[Your objective]
Among the entries, find each line that includes the string "NAKCompiler" and list it.

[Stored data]
───

PR #9125, opened 2025-02-16
Fix issues with Quickstart example (mnist data loading, dataset dimensions and Tensor creation from sample of indices)

mlgarchery:
I played with your lib this afternoon. I liked it but I had issues setting up the quickstart tutorial only to notice a few changes were needed for it to work (the way you load the mnist dataset and create a tensor from a sample of indices probably changed since the last time tutorial was updated).

The proposed PR loads the mnist dataset from `tinygrad.nn.datasets` (in the initial example your load from `extra` ? I don't see it anywhere else in the doc) and squeeze then flatten the vectors so it can be fed appropriately to the model in the example (starting with a Linear layer of in_features = 784)

### DIFF
--- a/docs/quickstart.md
+++ b/docs/quickstart.md
@@ -187,7 +187,7 @@ with Tensor.train():
     out = net(batch)
 
     # compute loss
-    loss = sparse_categorical_crossentropy(out, labels)
+    loss = Tensor.sparse_categorical_crossentropy(out, labels)
 
     # zero gradients
     opt.zero_grad()
--- a/docs/quickstart.md
+++ b/docs/quickstart.md
@@ -228,8 +228,8 @@ with Timing("Time: "):
     out = net(batch)
 
     # calculate accuracy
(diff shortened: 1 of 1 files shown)


docs/quickstart.md
```diff
@@ -169,21 +173,21 @@ We use `with Tensor.train()` to set the internal flag `Tensor.training` to `True
...
-X_train, Y_train, X_test, Y_test = fetch_mnist()
-
 with Tensor.train():
   for step in range(1000):
     # random sample a batch
-    samp = np.random.randint(0, X_train.shape[0], size=(64))
-    batch = Tensor(X_train[samp], requires_grad=False)
+    samp = Tensor.randint(64, high=X_train.shape[0])
+    batch = X_train[samp]
+    batch.requires_grad = False
```
mlgarchery, line 181: Not sure about this line, I kept it from the initial example

geohot:
Tests failing. Also, there has to be a cleaner fix than this.

PR #12076, opened 2025-09-08
Move TC tests into `unit/test_emulated_tc.py`

eitanturok:


geohot:
This is not at all what I meant. Remove all the crap from the yml file!

PR #12080, opened 2025-09-09
fix vec dtype in promo lattice

ttomsa:
fixes `PYTHONPATH=. CPU=1 DEVECTORIZE=0 python3 test/test_ops.py TestOps.test_max_unpool2d` resulting in `KeyError: dtypes.int.vec(25)`


chenyuxyz:
can you add a test? also this pr is not "fix vec dtype in promo lattice"

ttomsa:
@chenyuxyz what is the correct name for this pr?

chenyuxyz:
i would put something like `fix vec dtype in fast_idiv`, it's a bug in fast_idiv, not promo lattice

author of promo lattice (me in this case) would think there's an issue in that, while the author of fast_idiv might not be aware of the actual issue

chenyuxyz:
@S-Lykles can you review this one?

S-Lykles:
Looks good, can you add a vec=False to UPat.cvar("d") as well

PR #12087, opened 2025-09-09
remove redundant check

b1tg:


b1tg:
already have the check in TestDType.setUpClass

PR #12088, opened 2025-09-09
change dtype promo lattice when fp8s is supported

b1tg:


tinygrad/dtype.py
```diff
@@ -187,6 +187,9 @@ def _get_recursive_parents(dtype:DType) -> set[DType]:
   return set.union(*[_get_recursive_parents(d) for d in promo_lattice[dtype]], {dtype}) if dtype != dtypes.float64 else {dtypes.float64}
 @functools.cache
 def least_upper_dtype(*ds:DType) -> DType:
+  from tinygrad.device import is_dtype_supported
+  if is_dtype_supported(dtypes.fp8e4m3) and is_dtype_supported(dtypes.fp8e5m2):
```
chenyuxyz: so i don't really like this, because it's checking device.DEFAULT, not the device of the tensor

does it work if we just add an edge from fp8 to fp16/bf16? so that fp8+fp16->fp16 and fp8+bf16->bf16.

what does jax do when adding fp8e4m3 to fp8e5m2 and some different dtype combination? we'd like to match and test that

b1tg: this edge already exists in tinygrad

> does it work if we just add an edge from fp8 to fp16/bf16? so that fp8+fp16->fp16 and fp8+bf16->bf16.

below is the comparation of tinygrad(master)/jax dtype promotion

the differences are:
1. jax don't support promote fp8s with other float type
2. fp8 + int64 or uint64 => half / fp8
3. int64 + uint64 =>  half / float32
4. jax don't promote to 64bit (by default)



```
Comparing dtype promotion (JAX vs tinygrad):

A              B              tinygrad                 jax                     
--------------------------------------------------------------------------------
fp8e4m3        fp8e4m3        fp8e4m3                  float8_e4m3fn           
fp8e4m3        fp8e5m2        half                     <error: TypePromotionError>
fp8e4m3        float16        half                     <error: TypePromotionError>
fp8e4m3        bfloat16       bfloat16                 <error: TypePromotionError>
fp8e4m3        float32        float                    <error: TypePromotionError>
fp8e4m3        float64        double                   <error: TypePromotionError>
fp8e4m3        int64          half                     float8_e4m3fn           
fp8e4m3        uint64         half                     float8_e4m3fn           
fp8e5m2        fp8e5m2        fp8e5m2                  float8_e5m2             
fp8e5m2        float16        half                     <error: TypePromotionError>
fp8e5m2        bfloat16       bfloat16                 <error: TypePromotionError>
fp8e5m2        float32        float                    <error: TypePromotionError>
fp8e5m2        float64        double                   <error: TypePromotionError>
fp8e5m2        int64          half                     float8_e5m2             
fp8e5m2        uint64         half                     float8_e5m2             
float16        float16        half                     float16                 
float16        bfloat16       float                    float32                 
float16        float32        float                    float32                 
float16        float64        double                   float32                 
float16        int64          half                     float16                 
float16        uint64         half                     float16                 
bfloat16       bfloat16       bfloat16                 bfloat16                
bfloat16       float32        float                    float32                 
bfloat16       float64        double                   float32                 
bfloat16       int64          bfloat16                 bfloat16                
bfloat16       uint64         bfloat16                 bfloat16                
float32        float32        float                    float32                 
float32        float64        double                   float32                 
float32        int64          float                    float32                 
float32        uint64         float                    float32                 
float64        float64        double                   float32                 
float64        int64          double                   float32                 
float64        uint64         double                   float32                 
int64          int64          long                     int32                   
int64          uint64         half                     float32                 
uint64         uint64         ulong                    uint32   
```

https://gist.github.com/b1tg/417c333e740bdfd42abd0d2ac275d10f

b1tg: i guess 1. 3. 4. are what we intend to be different with jax and 2. need change to match jax behavior, just leave half for 3. ?

chenyuxyz: my preference would be if the promoted dtype does not loss precision than we can support it. int64+uint64 is always annoying because we don't have float weak dtype, but i am fine with half for now, instead of the lowest float. you can imagine that float4 is definitely not what we want later.

be careful for `in fps`, as we might want to support `e8m0` later and always promo to half will not be a good choice

tinygrad/dtype.py
```diff
@@ -181,13 +181,16 @@ def to_dtype(dtype:DTypeLike) -> DType: return dtype if isinstance(dtype, DType)
   dtypes.uint32: [dtypes.int64, dtypes.uint64], dtypes.uint64: [dtypes.float16, dtypes.bfloat16],
   dtypes.fp8e5m2: [dtypes.float16, dtypes.bfloat16], dtypes.fp8e4m3: [dtypes.float16, dtypes.bfloat16],
   dtypes.float16: [dtypes.float32], dtypes.bfloat16: [dtypes.float32], dtypes.float32: [dtypes.float64], }
+promo_lattice_fp8 = { **promo_lattice, dtypes.int64: [dtypes.fp8e4m3, dtypes.fp8e5m2], dtypes.uint64: [dtypes.fp8e4m3, dtypes.fp8e5m2] }
 
 @functools.cache
-def _get_recursive_parents(dtype:DType) -> set[DType]:
-  return set.union(*[_get_recursive_parents(d) for d in promo_lattice[dtype]], {dtype}) if dtype != dtypes.float64 else {dtypes.float64}
+def _get_recursive_parents(dtype:DType, fp8:bool) -> set[DType]:
```
chenyuxyz: let's not add a arg here, it's annoying to maintain and to add new ones

if it's simpler, i think fine to say `uint64+int64->fp8` for now and if user does not like this then just manually cast dtype

PR #12089, opened 2025-09-09
WIP: Mesa NIR backend (NAK)

sirhcm:
WIP: Everything except local memory seems to work (NAK isn't using the offset stored in `c[0][0x28]` when register spills happen).

Major caveat: right now requires recompiling mesa after running the following:
1. `sed -i '/gnu_symbol_visibility/d' src/compiler/meson.build src/compiler/nir/meson.build src/nouveau/compiler/meson.build`
2. `patchelf --add-rpath $MESA_PATH/lib/x86_64-linux-gnu $MESA_PATH/lib/x86_64-linux-gnu/libvulkan_nouveau.so`

This is because the symbols we need from `libvulkan-nouveau.so` are hidden otherwise. I'm not sure how best to circumvent this: one method would be to store a the offsets of the functions we need for whichever versions of ubuntu we want to support?

Other notes:
* viz is unhappy because ctypes objects can't be pickled (the pattern matcher I use for codegen operates over `nir_def` structs). Similarly `DEBUG=4` can't print the the nir shader in the standard way (although `nir_print_shader` allows us to show it for debugging if needed).
* for testing in CI this needs to run on a real gpu, ocelot wont work because it's not PTX.


geohot:
Cool, is it fast? Like how does the generated code compare in speed?

It's particularly exciting that is NVIDIA, mesa outputs the SASS, not PTX, right? That would make this a fully open source stack.

For CI, is there a different backend we can target? I'm sure mesa has some CPU test thing.

sirhcm:
Performance looks decent, here's `external_test_speed_v_torch.py`. 
image

> It's particularly exciting that is NVIDIA, mesa outputs the SASS, not PTX, right?

Yup. Mesa actually just outputs the raw compiled SASS.

> That would make this a fully open source stack.

The only part that isn't open source is the disassembler!

> I'm sure mesa has some CPU test thing.

Looks like mesa has some ["software drivers"](https://docs.mesa3d.org/systems.html) which should work. I'll take a look at how to interface with these. Interestingly it says that LLVMpipe is multithreaded?

gonsolo:
Running ```./autogen.sh nak``` I get:

>   File "/home/gonsolo/work/tinygrad/.venv/lib/python3.12/site-packages/ctypeslib/codegen/clangparser.py", line 213, in register
    raise DuplicateDefinitionException(
ctypeslib.codegen.handler.DuplicateDefinitionException: "register: nir_variable_mode which has a previous incompatible definition: nir_variable_mode\ndefined here: None\npreviously defined here: ('/tmp/mesa-9e0991eff5aea2e064fc16d5c7fa0ee6cd52d894/src/compiler/nir/nir_defines.h', 61)"

Is this error known?

sirhcm:
> Running `./autogen.sh nak` I get: 
> ...

Hmm, I'm not sure, this doesn't happen on my machine (Ubuntu 24.04). If you use the the version of mesa I pinned in autogen_stubs then you can just download the autogen'd files from this PR.

sirhcm:
~I'm not sure what's going wrong with the openpilot test, since afaik I didn't touch any of these systems and it fails on master on my machine?~ Nevermind, changing `support/mesa.py` fixed it?

chenyuxyz:
@nimlgen can you take a look?

tinygrad/runtime/ops_nv.py
```diff
@@ -185,68 +187,73 @@ def _submit(self, dev:NVDevice): self._submit_to_gpfifo(dev, dev.dma_gpfifo)
...
-      elif m:=re.match(r'\.nv\.constant(\d+)', sh.name): self.constbufs[int(m.group(1))] = (self.lib_gpu.va_addr+sh.header.sh_addr, sh.header.sh_size)
-      elif sh.name.startswith(".nv.info"):
-        for typ, param, data in self._parse_elf_info(sh):
-          if sh.name == f".nv.info.{name}" and param == 0xa: cbuf0_size = struct.unpack_from("IH", data)[1] # EIATTR_PARAM_CBANK
-          elif sh.name == ".nv.info" and param == 0x12: self.lcmem_usage = struct.unpack_from("II", data)[1] + 0x240 # EIATTR_MIN_STACK_SIZE
-          elif sh.name == ".nv.info" and param == 0x2f: self.regs_usage = struct.unpack_from("II", data)[1] # EIATTR_REGCOUNT
+
+    if (NAK:=isinstance(dev.compiler, NAKCompiler)):
+      image, self.cbuf_0, self.regs_usage = memoryview(lib[ctypes.sizeof(info:=mesa.struct_nak_shader_info.from_buffer(lib)):]), [], info.num_gprs
+      self.lib_gpu = self.dev.allocator.alloc(round_up((prog_sz:=image.nbytes), 0x1000) + 0x1000, buf_spec:=BufferSpec(cpu_access=True))
```
nimlgen: can this line be shared between both?

tinygrad/runtime/ops_cpu.py
```diff
@@ -92,7 +106,7 @@ def __init__(self, dev, name:str, lib:bytes):
 
       self.fxn = ctypes.CFUNCTYPE(None)(mv_address(self.mem))
 
-    super().__init__(HCQArgsState, dev, name, kernargs_alloc_size=0)
+    super().__init__(LVPArgsState if not WIN and LVP else HCQArgsState, dev, name, kernargs_alloc_size=12+256 if not WIN and LVP else 0)
```
nimlgen: if an arch/os is not supported, the compiler should assert earlier in init.

tinygrad/runtime/support/elf.py
```diff
@@ -19,6 +19,7 @@ def _to_carray(sh, ctype): return (ctype * (sh.header.sh_size // sh.header.sh_en
   rela = [(sh, sh.name[5:], _to_carray(sh, libc.Elf64_Rela)) for sh in sections if sh.header.sh_type == libc.SHT_RELA]
   symtab = [_to_carray(sh, libc.Elf64_Sym) for sh in sections if sh.header.sh_type == libc.SHT_SYMTAB][0]
   progbits = [sh for sh in sections if sh.header.sh_type == libc.SHT_PROGBITS]
+  progbits.sort(key=lambda sh: sh.name != ".ltext") # LLVM 20 JIT puts .ltext after .rodata
```
nimlgen: why is this needed?

sirhcm: LLVMpipe outputs an object with program text in .ltext instead of .text, and this section appears after .rodata. This wouldn't matter if .rodata was empty, but LLVMpipe puts constants into .rodata, so as a result the start of the buffer we give to CPUProgram is the contents of rodata and not program text. This could be fixed by having CPUProgram be aware of the offset to the start of program text, but it seemed simpler to just force ltext to appear at the beginning.

FWIW, it would be better to load every section into a different buffer and map them all separately, because rodata doesn't need to be RWX...

nimlgen:
so, it's a lot slower.

```
gpt2:
NAK: ran model in  20.32 ms
PTX: ran model in   3.65 ms
NVRTC: ran model in   3.43 ms
```

sirhcm:
Hmm, I see that now. After a brief glance at the disassembly, for some reason it's outputting every load/store with strong semantics (gpu scope): `LDG.E.STRONG.GPU` whereas NVRTC outputs `LDG.E`. Switching the loads to `LDG.E.CONSTANT` gets me from 27ms -> 22ms in gpt2. The stores appear to be [hardcoded](https://elixir.bootlin.com/mesa/mesa-25.2.3/source/src/nouveau/compiler/nak/from_nir.rs#L3568) as `STRONG.GPU` however.

Most of the performance difference seems to be due to nir not being capable of partially unrolling loops: NVRTC can obviously do this, but surprisingly NVPTX does it too. However nir only considers fully unrolling the loop.

tinygrad/runtime/support/mesa.py
```diff
@@ -0,0 +1,5 @@
+import os, ctypes, ctypes.util
+from tinygrad.helpers import getenv
+
+found = (os.path.exists(path:=(PATH:=getenv('MESA_PATH', '/usr/lib'))+"/libtinymesa_cpu.so") or (path:=ctypes.util.find_library('tinymesa_cpu') or '')
```
geohot: If this is only imported in one place it shouldn't be it's own file

tinygrad/runtime/support/elf.py
```diff
@@ -59,5 +60,6 @@ def jit_loader(obj: bytes) -> bytes:
   image, _, relocs = elf_loader(obj)
   # This is needed because we have an object file, not a .so that has all internal references (like loads of constants from .rodata) resolved.
   for ploc,tgt,r_type,r_addend in relocs:
+    if isinstance(tgt, str): raise RuntimeError(f'Attempting to relocate against an undefined symbol {tgt}')
```
geohot: Is there a test for this?

sirhcm: The codepath is hit by `test/unit/test_elf.py::TestElfLoader::test_clang_jit_compiler_external_raise`, but that doesn't explicitly call jit_loader.

tinygrad/runtime/support/compiler_mesa.py
```diff
@@ -0,0 +1,81 @@
...
+
+  def __reduce__(self): return NAKCompiler, (self.arch, self.warps_per_sm)
+
+  def compile(self, src) -> bytes:
+    shader = deserialize(src, self.nir_options)
+    mesa.nak_preprocess_nir(shader, self.cc)
+    ret = bytearray(bytes((out:=mesa.nak_compile_shader(shader, False, self.cc, 0, None).contents).info) + ctypes.string_at(out.code, out.code_size))
+    mesa.nak_shader_bin_destroy(out)
+    mesa.ralloc_free(shader)
+    return ret
```
nimlgen, line 79: beam doesn't work

1) bytearray is unhashable
2) works with PARALLEL=0, but not the default one (PARALLEL=1)

tinygrad/runtime/support/elf.py
nimlgen: this looks like a hack. what would it take for CPUProgram to take entry_offset? let's fix it in a sep prereq pr

tinygrad/runtime/support/compiler_mesa.py
sirhcm: `NV_NAK=1 NV=1 python3 -m pytest -s test/test_tiny.py::TestTiny::test_beam` works on my machine? what command are you running?

nimlgen: it can't find anything

`NV=1 NV_NAK=1 IGNORE_BEAM_CACHE=1 DEBUG=2 BEAM=4 PYTHONPATH=. python3 examples/gpt2.py --seed 0 --timing`

Screenshot 2025-10-12 at 09 46 42

sirhcm: Oh, got it, didn't realize it would silently fail.

tinygrad/runtime/support/elf.py
sirhcm: ~Hmm, what about sorting sections which have `SHF_EXECINSTR` to the beginning? Passing additional parameters to CPUProgram dependent on the output of the Compiler stage seems like a nontrivial architecture change.~ Nevermind, I figured out a way to not need this change at all.

sirhcm:
BEAM works now! In `gpt2.py` with `BEAM=4`, NAK gets ~5ms, NVRTC gets ~3ms, and NVPTX gets ~3ms (on a 3090).

geohot:
Congrats! Sorry it took so long to review, this is one of the best done bounties in a while. george@tinygrad.org to claim, both the base and the Mac bounties.

You're about to see a big payoff btw. Ready for the first Mac with an NVIDIA GPU in 10 years?

sirhcm:
No worries, excited to see what can be done with this backend!

qwertychouskie:
Is there anything preventing this from using ACO for AMD cards?  Would be cool to see another option/codepath for these cards.

sirhcm:
I haven't looked too closely at the ACO backend yet, prioritizing freedreno support right now, but in theory it should just work.

PR #12107, opened 2025-09-10
viz: light up children

Qazalin:
image


Qazalin:
The tag is still incoming parent's index:
image
Do we want the child index?
image
I don't find the child number meaningful, it's possible to implement though:
https://github.com/qazalin/tinygrad/commit/b80a6a186af0a68847978e4d3bda2ad6a9549c58

PR #12109, opened 2025-09-10
Onnx Layer/Group/RMS/Batch-Norm ReduceL2 fp32 intermediates for fp16 

S-Lykles:


tinygrad/frontend/onnx.py
```diff
@@ -897,7 +898,7 @@ def TopK(X:Tensor, K:int|list[int], axis:int=-1, largest:int=1, sorted:int=1):
   def BatchNormalization(X:Tensor, scale:Tensor, B:Tensor, input_mean:Tensor, input_var:Tensor, epsilon:float=1e-05, momentum:float=0.9,
                         training_mode:int=0, spatial=1, is_test=0):
     if training_mode:
-      x_detached = X.detach()
+      x_detached = X.detach().cast(dtypes.float) if X.dtype in (dtypes.float16, dtypes.bfloat16) else X.detach()
```
chenyuxyz: i think what you want is cast to least_upper_dtype with float32

`(dtypes.float16, dtypes.bfloat16)` is not future proof for fp8 or other small dtypes, and cast to float is bad for float64

S-Lykles: right, I was taking the spec quite literally, Ill change it

S-Lykles:
Fixes #12711

S-Lykles:
All this fp16 stuff is hard to test in CI because its not really supported on the CI machines

PR #12113, opened 2025-09-11
viz: spread edges

Qazalin:
aiming to create space for the labels:
image
vs master:
image


Qazalin:
this is a good test case, it's not showing at all that there's two incoming ranges.
image

With offsets:
image

need to fix sink:
image

PR #12123, opened 2025-09-11
fix test_dequantization_mxfp4

chenyuxyz:


chenyuxyz:
@jordan-chalupka fyi the test was wrong. i fixed the sign bit but the output is slightly different on ci

PR #12128, opened 2025-09-12
Fix advanced tensor indexing setitem

usatie:
While trying to complete the bounty issue "Remove realize from __setitem__ and get TestSetitemLoop.test_arange to be one kernel", I found a bug in `__setitem__` with advanced indexing (specifically with multiple tensor indexing that requires permutation). So I added the failing test case and fixed it.

Ready for review.


chenyuxyz:
thanks! also i'd like to see a change that removes `special permute case`, that seems hard to maintain

usatie:
Thanks for merging!
What do you mean by `removes special permute case`?
Is it ok to break compatibility with numpy/pytorch indexing?

PR #12132, opened 2025-09-12
[bounty] Remove realize from __setitem__ and get TestSetitemLoop.test_arange to be one kernel

subeep:
-removed the realize from test_setitem.py and fused the TestSetitemLoop.test_arrange in a single kernel which was taking two kernels before. 
-mainly done by using vectorized assign arange instead of scalar indexing in a loop. kernels are only computed at numpy() instead of realize().


geohot:
Many tests failing

subeep:
Yeah working on it, mainly happens due to removing realize from __setitem__ in tensor.py, the single kernel solution for test_setitem in the first commit works correctly with all tests.

chenyuxyz:
failing

PR #12133, opened 2025-09-12
[WIP] Trying to remove realize from setitem

Bankminer78:
This is a _super rough draft_  (still needs cleanup and prettifying and combing through logic, but the main approach seems right) of removing realize (and subsequently assign) from `__setitem__`. The biggest add is logic to compute padding specs for indices then using this to generate a boolean mask and padded rhs to use in a where op instead of assign.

───

[Exercise solution]
+    if (NAK:=isinstance(dev.compiler, NAKCompiler)):
+  def __reduce__(self): return NAKCompiler, (self.arch, self.warps_per_sm)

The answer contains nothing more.